The executive, Board and team at the Desmond Tutu HIV Centre and Health Foundation are deeply saddened by the loss of their patron and supporter, Archbishop Emeritus Desmond Tutu, in Cape Town.
The Archbishop and Mam Leah Tutu became patrons of the Centre and Foundation in August 2004. Since that time, their support has been inspirational to the work of the organization and their values of compassion, excellence, integrity, respect, progress and innovation have been fundamental to the ongoing work of the organisations.
Prof. Linda-Gail Bekker, Director of the HIV Centre and the Executive Officer of the Health Foundation, said “the Arch constantly reminded us that we are all God’s children and have value. He reminded us that every act of kindness helped to wipe the tears from God’s face. We will greatly miss his indomitable spirit but every day his memory challenges us to better serve those in need”.
The Archbishop’s unyielding stance on the importance of human rights; including the right to healthcare for all people regardless of ideology, sexual preference, race, ethnicity, social status or condition; has been a guiding principle. He remained true to his unshakeable belief in the rainbow nation and encouraged all South Africans to serve and support the marginalized, including those living with HIV and Tuberculosis. In the early part of the rollout of HIV treatment, he was a strong protagonist for equitable access to care, vigorously denounced the AIDS denialism rife at the time and called the stigmatization and exclusion of people living with HIV a “new apartheid”.

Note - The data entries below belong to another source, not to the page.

PR #6084, opened 2025-04-19
Layout: Fix layout issues with fixed header

### LINKED ISSUE #6069: [Bug]: Layout Functionality + Documentation
### Blazorise Version

1.7.5

Bootstrap5

https://github.com/Alexander-JM-0224/BlazoriseTestANN

Pull the project and run, in the MainLayout.razor are a couple of examples.

### What is expected?

When reading your documentation there are 3 examples of Layouts that should be possible to use, but some (and especially the one we want to use) do not work as advertised.

Even in your Demo page.

We want for a frontend overhaul for our product to be able to change the layout. I looked at the documentation and "Sider with header on top" is exactly the layout we want. BUT when using the given example code the result is not satisfying. The Header goes underneath the Sider as seen in my included project, it is Example 1. (and also visible on your demo page)

Image

So there are some problems here.

In my included project there are 3 examples of the MainLayout:
- The first is the one that gets closest to the result we want, the "Sider with header on top". But this one adds the height of the header to the rest of the page and makes it scrolling, its close to what we want but without the scrolling. (this one i made myself, but am stuck with the header height being added to the page)
- The second one is your example code, that just does not do what we want/what the picture in the documentation says it should be. (Example code for "Sider with header on top")
- The third example is a working one, that is correct with the documentation, i just put that one in there to make shure i did not mess something else up. ("With sider")

Chrome, Safari, Brave

### Any additional comments?

I'm not exactly shure what is going wrong here, seeing as the "Header with sider on top" is also broken in your demo envoirment i expect this to be a bug.
But also the lacking documentation makes it a bit hard to come up with a solution that works as intended. 

So if it indeed is a bug, we would like it fixed offcourse, if it is my own lack of understanding of how the layout functionality should work i would really appreciate a quick explanation/(working)example.

Thanks in advance,
Alexander.

tesar-tech:
## Description

Closes #6069

The issue was a missing variable in the CSS. The only provider that sets it is Tailwind. I'm not sure why that is—or why the value is different (`88px` vs `60` on the others).

Using the variable from `blazorise.css` doesn't appear to be common practice here, but it seems the most logical solution to me.

An alternative solution might be what the FluentUI provider was previously doing. But that would mean duplicating the code across all  the providers.


stsrki (commented):
I would rather copy it accross all providers instead of having it core Blazorise.

Also, don't forget to run web compiler on all main SCSS files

Prof Robin Wood said of the Arch: “His interest and support lent his “moral compass” to counter institutional and political obstruction of care for those living with HIV. His personal suffering from tuberculosis fueled his interest in alleviating this scourge in South Africa. It continues to inspire us to work hard to solve these public health challenges. We are greatly honoured to bear his name.”
The Arch, as he was affectionately known to us, always wanted to hear the newest innovation and progress in the field of HIV, TB and related conditions. He celebrated the scientific wins and the losses with great interest and understanding. He always encouraged us in all our endeavours and never failed to acknowledge breakthroughs, achievements or other events through a message, a kind word or flowers. He and Mama Leah attended many of our community activities, participating enthusiastically and was always willing to share his wisdom laced with infectious good humour. He empathized with those living with HIV and TB and showed the deepest compassion for those most in need, attending site clinics, mobiles and other community events, his charisma and love always strongly shining through. His support of the “Tutu Testers” and “Teen Trucks” is greatly valued and people continue to flock to those services because of his legacy.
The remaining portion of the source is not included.